Pentingnya Penanggulangan Masalah Melalui Pendidikan Gizi

Pendidikan gizi mengenai perubahan kebiasaan pola  konsumsi teh setelah makan sangat penting dilakukan kepada semua kalangan, namun yang diutamakan adalah remaja putri yang sedang mengalami pertumbuhan. Hal ini dilakukan agar remaja putri terbebas dari penyakit anemia akibat kekurangan Fe yang disebabkan kandungan tanin dalam teh. Kekurangan Fe dapat di perparah ketika remaja putri sedang mengalami menstruasi dan tetap mengkonsumsi teh setelah makan. Oleh sebab itu sangatlah penting pendidikan gizi ini dilakukan agar terhindar dari anemia gizi besi sejak dini. 

DAFTAR PUSTAKA
[INACG] International Nutritional Anemia Consultative Group. 2004. Iron deficiency in early life: challenges and progress. Report of the 2004 INCG international nutritional anemia consultative group symposium,Lima,Peru.
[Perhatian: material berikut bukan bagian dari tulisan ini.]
PR #145, opened 2021-07-28
feat: add Github label to PR if CLA still needed

stvstnfrd:
This is part of a larger effort to ensure CLAs are signed pre-merge,
when needed.

It serves as a minimal first step, as well as providing an opportunity
for me (stvstnfrd) to familiarize myself with the Heroku workflow.

### DIFF
--- a/openedx_webhooks/tasks/pr_tracking.py
+++ b/openedx_webhooks/tasks/pr_tracking.py
@@ -263,6 +263,7 @@ def desired_support_state(pr: PrDict) -> Optional[PrDesiredInfo]:
     if not has_signed_agreement:
         desired.bot_comments.add(BotComment.NEED_CLA)
         desired.jira_initial_status = "Community Manager Review"
+        desired.github_labels.add('NEED-CLA')
 
     if state == "closed":
         desired.jira_status = "Rejected"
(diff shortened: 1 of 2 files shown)


openedx_webhooks/tasks/pr_tracking.py
```diff
@@ -263,6 +263,7 @@ def desired_support_state(pr: PrDict) -> Optional[PrDesiredInfo]:
     if not has_signed_agreement:
         desired.bot_comments.add(BotComment.NEED_CLA)
         desired.jira_initial_status = "Community Manager Review"
+        desired.github_labels.add('NEED-CLA')
```
stvstnfrd, line 266: Cribbed from above (in this method).

stvstnfrd, line 266: Naming convention is fairly arbitrary. I went with:
- ALL CAPS: to make it stand out
- hyphen instead of underscore: following convention used above

stvstnfrd, line 266: Looking at this again, I think I need to update the labels earlier on in the helper, maybe somewhere around `self._fix_github_labels()` :wink:

sarina (approved):

PR #147, opened 2021-07-29
feat: fail builds if contributor needs to sign a CLA, but hasn't

stvstnfrd:
and then mark as passing once they have.

### DIFF
--- a/Dockerfile
+++ b/Dockerfile
@@ -1,23 +1,47 @@
-FROM python:2.7
-ENV PYTHONUNBUFFERED 1
-ENV PYTHONPATH /app
+FROM ubuntu:focal as app
 
-RUN apt-get update && apt-get install --no-install-recommends -y \
-  bash-completion \
-  exuberant-ctags \
-  && rm -rf /var/lib/apt/lists/*
-RUN echo 'source /usr/share/bash-completion/bash_completion' >> /etc/bash.bashrc
+# System requirements.
+RUN apt-get update && apt-get upgrade -qy
+RUN apt-get install -qy \
+	git-core \
+	language-pack-en \
+	python3.8 \
+	python3-pip \
+	python3.8-dev \
+	libssl-dev
+RUN pip3 install --upgrade pip setuptools
 
-RUN echo 'export HISTFILE=$HOME/.bash_history/history' >> $HOME/.bashrc
+# Python is Python3.
+RUN ln -s /usr/bin/python3 /usr/bin/python
 
-ARG REQUIREMENTS_FILE
-WORKDIR /app
-COPY requirements requirements
-RUN pip install --no-cache-dir -r requirements/${REQUIREMENTS_FILE} && rm -rf /root/.cache
+# Use UTF-8.
+RUN locale-gen en_US.UTF-8
+ENV LANG en_US.UTF-8
+ENV LANGUAGE en_US:en
+ENV LC_ALL en_US.UTF-8
 
-ARG TINI_VERSION
-RUN curl -SL \
-  https://github.com/krallin/tini/releases/download/${TINI_VERSION}/tini \
-  -o /tini
-RUN chmod +x /tini
-ENTRYPOINT ["/tini", "--"]
+RUN apt-get install -qy \
+	curl \
+	ca-certificates \
+	gnupg \
+;
+RUN curl https://www.postgresql.org/media/keys/ACCC4CF8.asc \
+    | apt-key add -
+RUN sh -c '\
+    echo "deb http://apt.postgresql.org/pub/repos/apt focal-pgdg main" \
+    > /etc/apt/sources.list.d/pgdg.list \
+'
+RUN apt update -qy
+RUN DEBIAN_FRONTEND=noninteractive apt-get install -y --no-install-recommends tzdata
+RUN apt install -qy postgresql-13 libpq-dev
+
+RUN pip install tox
+
+RUN mkdir -p /edx/app/openedx-webhooks
+WORKDIR /edx/app/openedx-webhooks
+COPY Makefile ./
+COPY requirements ./requirements
+RUN make install-dev-requirements
+
+COPY . /edx/app/openedx-webhooks
+CMD ["make", "test"]
--- a/openedx_webhooks/github/dispatcher/actions/test/test_github_cla.py
+++ b/openedx_webhooks/github/dispatcher/actions/test/test_github_cla.py
@@ -1,0 +1,154 @@
+"""
+Confirm expected behavior of the CLA-related functionality
+"""
+# Disable these warnings due to how the fixtures are constructed and used.
+# pylint: disable=redefined-outer-name,unused-argument
+import pytest
+
+from openedx_webhooks.github.dispatcher.actions.utils import update_commit_status_for_cla
+
+
+COMMIT_SHA = 'deadbeefcafe'
+PULL_REQUEST = {
+    'base': {
+        'repo': {
+            'full_name': 'edx/openedx-webhooks-test',
+        },
+    },
+    'number': 1,
+}
+
+
+@pytest.fixture
+def patch_get_commit(mocker):
+    """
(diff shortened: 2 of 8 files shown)


Dockerfile
```diff
@@ -1,23 +1,50 @@
-FROM python:2.7
-ENV PYTHONUNBUFFERED 1
-ENV PYTHONPATH /app
+FROM ubuntu:focal as app
```
stvstnfrd, line 1: I used this `Dockerfile` to run tests locally, as notably, the app requires a PostreSQL installation.

This could be excluded from the PR, though I did find it helpful.
I'm admittedly not sure what the previous `Dockerfile` was trying to do...

This file was cribbed from another edx repo (discovery or registrar; I forget now).

Dockerfile
```diff
@@ -1,23 +1,50 @@
...
+
+RUN mkdir -p /edx/app/openedx-webhooks
+WORKDIR /edx/app/openedx-webhooks
+COPY Makefile ./
+COPY requirements ./requirements
+RUN make install-dev-requirements
+
+COPY . /edx/app/openedx-webhooks
+# CMD ["make", "test"]
+CMD ["py.test", "-rxefs", "--cov=openedx_webhooks", "--cov=tests", "--cov-report=", "--cov-context=test", "openedx_webhooks/github/dispatcher/actions/test/test_github_cla.py", "-k", "TestCla"]
```
stvstnfrd, line 50: TODO: If we keep the dockerfile, delete this line and uncomment the above.

Dockerfile
```diff
@@ -1,23 +1,50 @@
...
+ENV LANGUAGE en_US:en
+ENV LC_ALL en_US.UTF-8
 
-ARG TINI_VERSION
-RUN curl -SL \
-  https://github.com/krallin/tini/releases/download/${TINI_VERSION}/tini \
-  -o /tini
-RUN chmod +x /tini
-ENTRYPOINT ["/tini", "--"]
+RUN apt-get install -qy \
```
stvstnfrd, line 25: TODO: Combine this with `apt-get` calls above?

openedx_webhooks/github/dispatcher/actions/test/test_github_cla.py
```diff
@@ -0,0 +1,139 @@
+"""
+Confirm expected behavior of the CLA-related functionality
+"""
+# Disable these warnings due to how the fixtures are constructed and used.
+# pylint: disable=redefined-outer-name,unused-argument
```
stvstnfrd, line 5: Note that pylint doesn't run against this repo, so there are myriad violations.
This file, however, is clean.

openedx_webhooks/github/dispatcher/actions/utils.py
```diff
@@ -15,3 +23,63 @@ def find_issues_for_pull_request(jira, pull_request_url):
...
+    sha = commit.get('sha')
+    logger.debug(f"CLA: SHA %s", sha, repo_name_full)
+    return sha
+
+
+def _get_latest_commit_for_pull_request_data(repo_name_full: str, number: int) -> str:
+    """
+    Lookup the HEAD commit SHA for a pull request
+    """
+    url = f"https://api.github.com/repos/{repo_name_full}/pulls/{number}/commits"
```
stvstnfrd, line 42: It looks like most of these types of functions (hitting the Github API) are actually located right inside `pr_tracking.py`.
Should I just move these there too? This had seemed like a reasonable place to stick them :shrug:

tests/test_rescan.py
```diff
@@ -193,7 +197,6 @@ def test_rescan_blended(reqctx, fake_github, fake_jira):
     assert "changed" not in ret
 
     # We shouldn't have made any writes to GitHub or Jira.
-    fake_github.assert_readonly()
```
stvstnfrd, line 196: Rescans of blended PRs are no longer guaranteed to be read-only, as we may be `POST`ing to the status endpoint, even if the other state is unchanged.

I'm _assuming_ this is a reasonable change of expectations, but open to having missed what this is actually checking, so let me know...

openedx_webhooks/tasks/pr_tracking.py
```diff
@@ -386,6 +387,7 @@ def fix(self) -> None:
         if fix_comment:
             self._fix_bot_comment(comment_kwargs)
         self._add_bot_comments()
+        self.actions.update_commit_status_for_cla(pull_request=self.pr)
```
stvstnfrd, line 390: This bit, the `self.actions...` part, seems to be how we're performing dry-runs?

stvstnfrd (commented):
Pre-review thoughts:

openedx_webhooks/github/dispatcher/actions/utils.py
```diff
@@ -15,3 +23,63 @@ def find_issues_for_pull_request(jira, pull_request_url):
...
+    logger.debug(f"CLA: GET %s", url)
+    response = get_github_session().get(url)
+    log_check_response(response)
+    data = response.json()
+    logger.debug(f"CLA: GOT %s", data)
+    return data
+
+
+def _update_commit_status_for_cla(url, payload):
+    logger.debug(f"CLA: POST %s %s", url, payload)
```
stvstnfrd, line 52: TODO: Remove interpolated string where not needed.

openedx_webhooks/github/dispatcher/actions/utils.py
```diff
@@ -15,3 +23,94 @@ def find_issues_for_pull_request(jira, pull_request_url):
...
+    """
+    logger.info("CLA: GET %s", url)
+    response = get_github_session().get(url)
+    log_check_response(response)
+    data = response.json()
+    logger.info("CLA: GOT %s %s", url, data)
+    cla_status = [
+        status
+        for status in data
+        if status.get('context') == 'cla'
```
nedbat, line 66: Reading between the lines of the GitHub API, the context needs to be unique across all possible checkers.  I see contexts like "jenkins/quality".  We should change "cla" to be more specific to us, like "edx/cla" at least.

openedx_webhooks/github/dispatcher/actions/utils.py
nedbat: It's fine to have them here.  the repo is kind of ad-hoc at this point.

openedx_webhooks/tasks/pr_tracking.py
```diff
@@ -774,3 +776,8 @@ def update_labels_on_pull_request(self, *, labels: List[str]) -> None:
         logger.info(f"Patching labels on PR {self.prid}: {labels}")
         resp = get_github_session().patch(url, json={"labels": labels})
         log_check_response(resp)
+
+    def update_commit_status_for_cla(self, *, pull_request: PrDict) -> None:
+        result = update_commit_status_for_cla(pull_request)
+        if result is not None:
+            self.happened = True
```
nedbat, line 783: This doesn't match up with what `update_commit_status_for_cla` returns: it returns True or False for whether the cla is signed or not, even if it didn't have to change the status.

nedbat:
We should add some lines to test_pull_request_opened.py that asserts about the status updates happening.

openedx_webhooks/github/dispatcher/actions/utils.py
stvstnfrd: Done in pending commit.

openedx_webhooks/tasks/pr_tracking.py
stvstnfrd: Good catch. That bit evolved over time and you're correct; they no longer match. I have updated `update_commit_status_for_cla` to return the shape `tuple(has_changed: bool, has_signed: bool)`.

stvstnfrd (commented):
@nedbat I made the changes to return type and context. Currently looking at the test suite to see the best way to check that behavior (open to suggestions).

nedbat (approved):

PR #149, opened 2021-08-18
fix: protect all pages with basic auth

nedbat:
Also, use the correct GET view names in the HTML template, although the
POST view names worked also, since it was only getting the URL, which is
the same for both.


stvstnfrd (approved):
Code/Auth changes look good!

(not familiar w/ the scriv/changelog stuff yet, but willing to defer for the sake of this PR)

PR #150, opened 2021-08-18
fix: cleanup JIRA session management

stvstnfrd:
- to avoid a potential import-time network call
- to remove complexity of JIRA client injection


openedx_webhooks/lib/jira/client.py
```diff
@@ -15,13 +15,16 @@
...
-_oauth_info = dict(
-    access_token=environ_get('JIRA_ACCESS_TOKEN'),
-    access_token_secret=environ_get('JIRA_ACCESS_TOKEN_SECRET'),
-    consumer_key=environ_get('JIRA_OAUTH_CONSUMER_KEY'),
-    key_cert=b64decode(environ_get('JIRA_OAUTH_PRIVATE_KEY')),
-)
-
-# (jira.JIRA): An authenticated JIRA API client session
-jira_client = JIRA(_server, oauth=_oauth_info)
+def get_authenticated_session() -> JIRA:
```
nedbat, line 18: When I was puzzling through the Jira authentication, it took me a bit to realize that this was a `JIRA` object, and the other was a `requests.Session` object with authentication for Jira.  I'm wondering if there's a better name for this that doesn't use the word "session".

nedbat:
I broke the tests... the fix is in #151.

stvstnfrd:
@nedbat I have incorporated your changes from #151 here (via `git cherry-pick`);
we can close that in favor of this.

nedbat (approved):

PR #155, opened 2021-09-15
try out commitlint.

nedbat:


commitlint.config.js
```diff
@@ -0,0 +1,25 @@
...
+      [2, 'always', [
+        'revert', 'feat', 'fix', 'perf', 'docs', 'test', 'build', 'refactor', 'style', 'chore', 'temp'
+      ]],
+  },
+
+  ignores: [
+    // Allow GitHub revert messages, like:
+    //    Revert "introduce a bug"
+    //    Revert "introduce a bug" (#1234)
+    message => /^Revert ".*"( \(#\d+\))?/.test(message)
```
feanil, line 23: Sometimes people merge PRs into their PRs in which case there would be merge commits in a PR, do we want to also ignore that or ask people to update those commit messages?

nedbat: commitlint has default ignores, though the specifics are not documented.  They include merge messages: https://github.com/conventional-changelog/commitlint/blob/master/%40commitlint/is-ignored/src/defaults.ts

nedbat:
This has moved to https://github.com/edx/edx-lint/pull/199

Departemen Kesehatan RI. 1998. Pedoman Penanggulangan Anemia Gizi untuk Remaja Putrid an Wanita Usia Subur. Jakarta: Ditjen Pembinaan Kesehatan Masyarakat
Departemen Kesehatan RI. 2005. Gizi dalam Angka sampai dengan Tahun 2003. Jakarta: Ditjen Pembinaan Kesehatan Masyarakat
Dyah. 2007. Faktor-Faktor Yang Berhubungan Dengan Status Anemia Gizi Besi Pada Siswi Smu Di Wilayah Dki Jakarta. http://www.wnpg.org/[27 Februari 2011]
Grein J. 2001. The Cognitive Effects of Iron Deficiency. Journal Nutrition Noteworthy.
Marzuki M. 2006. Analisis Hubungan Sosial Ekonomi dengan Tingkat Kecukupan Protein Mahasiswa di Asrama TPB IPB 2005-2006.
Soekirman. 2000. Ilmu Gizi dan Aplikasinya untuk Keluarga dan Masyarakat. Jakarta: Direktorat Jenderal Pendidikan Tinggi Departemen Pendidikan Nasional.